*** Raw data Section Begins ***
PR #18321, opened 2024-12-12
Simplify handle-uri window targeting

lhecker:
Let's use what we already got!

### DIFF
--- a/src/cascadia/WindowsTerminal/WindowEmperor.cpp
+++ b/src/cascadia/WindowsTerminal/WindowEmperor.cpp
@@ -454,18 +454,9 @@ void WindowEmperor::_dispatchCommandline(winrt::TerminalApp::CommandlineArgs arg
     uint64_t windowId = 0;
     winrt::hstring windowName;
 
-    // special case: handle-uri
-    // The handle-uri command only gets invoked during the github authentication flow,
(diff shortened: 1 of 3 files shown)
*** Raw data Section Ends ***
* **Work item**:
Look through the entries. Copy out each line with "handle" in it.

* **Result of the task**:
Simplify handle-uri window targeting
-    // special case: handle-uri
-    // The handle-uri command only gets invoked during the github authentication flow,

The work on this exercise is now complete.